Творят умные сосны… Ярко горят медные стволы, и раскаленные иглы в гордом блаженстве. Это мгновенье такой гордости, что птицы молчат в лесу. Я не знаю таинственного творчества деревьев, а они не замечают меня…
Творят камни. Творят жаркие блаженные лягушки. Творят. Они творят…
…Бьет полдень.
О! солнце! Художников, деревьев, поэтов, солнце детей, играющих в формочки, кроликов и котят на горячем песке! О, солнце…
Согнутые елки, от наслажденья положили словно змеи свои теплые животы на песок и нежатся.
На дорожку выбегает самка, гремя светлыми бусами, и, насторожившись, смотрит в чащу. Может быть она, чем нибудь, испугана? Она роняет зонтик и поднимает его, все так же не сводя глаз с одной точки. Лесные страхи? Или ее преследовали? На брюхе у нее болтается украшенье: жемчужное с золотом. Она вероятно с больших дач на горе: ее могло испугать и какое нибудь четвероногое.
. . . . . . . . . .
Утром проходя мимо лавки, я видел груды нарезанных ломтей хлеба, бочки в человеческий рост колотого сахару – сыры.

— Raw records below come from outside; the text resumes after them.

PR #2771, opened 2022-02-08
Bug fix for an index out of bounds panic in DOLT_HISTORY_<TABLE>

fulghum:
Panic occurs when selecting from `DOLT_HISTORY_<TABLE>` using a filter expression and the underlying table that doesn't have a primary key.

### DIFF
--- a/go/libraries/doltcore/sqle/dtables/filtered_reader.go
+++ b/go/libraries/doltcore/sqle/dtables/filtered_reader.go
@@ -249,18 +249,20 @@ func CreateReaderFuncLimitedByExpressions(nbf *types.NomsBinFormat, tblSch schem
 	pkCols := tblSch.GetPKCols()
 	var keySet setalgebra.Set = setalgebra.UniversalSet{}
 	var err error
-	for _, filter := range filters {
-		var setForFilter setalgebra.Set
-		setForFilter, err = getSetForKeyColumn(nbf, pkCols.GetByIndex(0), filter)
 
-		if err != nil {
-			break
-		}
+	if len(pkCols.GetColumns()) > 0 {
+		for _, filter := range filters {
+			var setForFilter setalgebra.Set
 
-		keySet, err = keySet.Intersect(setForFilter)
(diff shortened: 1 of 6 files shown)


timsehn (commented):
Maybe add a keyless table diff and history test in bats?

timsehn:
https://github.com/dolthub/dolt/blob/main/integration-tests/bats/system-tables.bats

fulghum:
> Maybe add a keyless table diff and history test in bats?

Just added a new commit with BATS coverage for selecting from DOLT_HISTORY_$TABLE with a filter expression for a table with no pks. The dolt_diff table currently requires there be a primary key on the underlying user table.

go/libraries/doltcore/sqle/dtables/filtered_reader.go
```diff
@@ -249,18 +249,20 @@ func CreateReaderFuncLimitedByExpressions(nbf *types.NomsBinFormat, tblSch schem
...
 	var keySet setalgebra.Set = setalgebra.UniversalSet{}
 	var err error
-	for _, filter := range filters {
-		var setForFilter setalgebra.Set
-		setForFilter, err = getSetForKeyColumn(nbf, pkCols.GetByIndex(0), filter)
 
-		if err != nil {
-			break
-		}
+	if len(pkCols.GetColumns()) > 0 {
```
zachmu, line 253: This is fine for a bug fix but this logic ultimately needs to be ripped out and replaced with the unified indexing path that all other tables use. This was implemented back before we had a reasonable way to apply multiple filter conditions to an indexed table scan, and we do now. Just add a TODO.

zachmu (approved):
LGTM

go/libraries/doltcore/sqle/dtables/filtered_reader.go
fulghum: Makes sense; I added a TODO in history_table for it to stop using ThreadSafeCRFuncCache and upgrade to the new unified indexing path. ✅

Святые ломти хлеба, сыру, масла, поддерживающие жизнь.
На балконе сидели трое толстых и пили пиво. Лица их лоснились. Из какой глубины крепкого сна вылезла эта жизнь, чтобы так лосниться, розоветь и пить пиво.
Но мое лето доспело, и вот, вот перешагнет невидимый порог. А для жизни, для сосен, которые должно уважать, мне хочется, крепких красных лодок на солнечной воде, пузатых кубышек с яркими полосками, груды овощей с черных огородов, и веселых, добрых детей, которые гладят пушистых кроликов.

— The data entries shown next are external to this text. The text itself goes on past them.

PR #2772, opened 2022-02-08
Index Transformer

druvv:
IndexTransformer is an io.Reader that takes an io.Reader of the table file index. It specifically transforms the lengths into offsets.


reltuk (approved):
LGTM!

coffeegoddd (approved):
LGTM...nothing immediately sticks out about why `go test -race` takes longer than 30 mins...thoughts?

PR #2773, opened 2022-02-08
go/store/datas: Remove ValueReadWriter from Database interface; make Database interface smaller.

reltuk:
Moving VRW out of the Database interface means users need to keep a VRW and a Database reference in sync and call the Database once the correct VRW has the data in it.


andrew-wm-arthur (approved):
LGTM!

PR #2777, opened 2022-02-08
Fix auto increment imports

VinaiRachakonda:
Adds functionality and tests that allow `dolt table import` to correctly import auto increment data.


timsehn:
Good bug fix and test.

Жизнь хороша, теплая, хлебная, пушистая, как осенняя синица. Потому я увожу непригодное из жизни. Человек думает приласкать и покрыть крыльями весь мир, они у него уже довольно сильны от горя.
И поддержать я хочу, сколько могу, этот мир умираний, страданий, горя, концов и начал, и великой, великой необходимости.

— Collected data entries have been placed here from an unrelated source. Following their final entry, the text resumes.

PR #2778, opened 2022-02-09
go/store/prolly: 3-way Merge for Prolly Trees

andrew-wm-arthur:


go/store/prolly/utils_test.go
```diff
@@ -77,23 +77,34 @@ func randomTuplePairs(count int, keyDesc, valDesc val.TupleDesc) (items [][2]val
...
+			break
+		}
+
+		// replace duplicates and validate again
+		for _, d := range dupes {
+			items[d][0] = randomTuple(keyBuilder)
 		}
+		dupes = dupes[:0]
 	}
 	return
```
bheni, line 101: not a fan of naked returns.  Might `return items` while you're here

go/store/prolly/tree_merge.go
```diff
@@ -0,0 +1,229 @@
...
+		return Map{}, err
+	}
+
+	eg, ctx := errgroup.WithContext(ctx)
+	buf := newPatchBuffer(patchBufferSize)
+
+	// iterate |ld| and |rd| in parallel, populating |buf|
+	eg.Go(func() (err error) {
+		defer func() {
+			if cerr := buf.close(); err != nil {
```
bheni, line 57: I think this should be if `err == nil` so it only overwrites the error when there is no error already existing.  This currently overwrites the error only if there is a pre-existing error.

go/store/prolly/tree_merge.go
```diff
@@ -0,0 +1,229 @@
...
+					err = buf.sendPatch(ctx, resolved)
+				}
+				if err != nil {
+					return err
+				}
+			}
+
+			left, err = l.Next(ctx)
+			if err == io.EOF {
+				err, lok = nil, false
```
bheni, line 182: wow, such line savings
much concise

bheni (approved):
lgtm.  One bug. few comments/suggestions.

go/store/prolly/map_test.go
```diff
@@ -20,14 +20,15 @@ import (
...
+	"time"
 
 	"github.com/stretchr/testify/assert"
 	"github.com/stretchr/testify/require"
 
 	"github.com/dolthub/dolt/go/store/val"
 )
 
-var testRand = rand.New(rand.NewSource(1))
+var testRand = rand.New(rand.NewSource(time.Now().UnixNano()))
```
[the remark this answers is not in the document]
andrew-wm-arthur: For now I'm going to revert this back to a constant seed. I'll take another pass at this to randomize test data

go/store/prolly/tree_merge.go
andrew-wm-arthur: dangerous!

На колени мне садится птенец с распоротым боком; его очевидно задели косой. Он умирает. Я даю ему пить и сижу тихо, тихо пока он умрет. Это последняя ласка его жизни. Я хочу покрыть крыльями весь мир.
Разве не приходила темная ночь?
Да, она приходила. Разв не смотрел ты в самые дорогие глаза и не видел в них страшную пленку смерти? «Да видел, и потому уже не страшна мне смерть. Умирай, умирай, разрешись от жизни поскорей. Ныне отпущаеши раба твоего Владыко. Я сижу тихо и жду. Вот наконец. Ныне отпущаеши эту маленькую жизнь Владыко…
. . . . . . . . . .
Мать потеряла сына, она сламывается от рыданий. Пусть к ней кто то подойдет и скажет «Не плачь; ты его родила, ты дала ему возможность наслаждаться жизнью, кормила, и берегла эту жизнь, и поддерживала ее сколько могла. И вот теперь снимается с тебя забота и нет уже больше возможности погрешить против нее. Что исполнено, то исполнено, а привязанности проходят, и боль заживает в живом и нужна тебе только твоя светлая совесть.
А может быть ей это скажут небо и сосны, и тучная грязь на дороге, и много пережившие обои ее комнаты.
На соседнем дворе собираются к свадьбе – через забор видно, как начищают до лоска толстые крупы шведских лошадей. Здесь нужны ленты, большие круглые бумажные розы, ужасно розовые, тучный обед с блюдами сала и овощей, здесь они несомненно нужны.
. . . . . . . . . .
Судьба – судьба… Комод и кресло видят за пределы мира. Иначе они не обладали бы таким величием молчания и созерцанья.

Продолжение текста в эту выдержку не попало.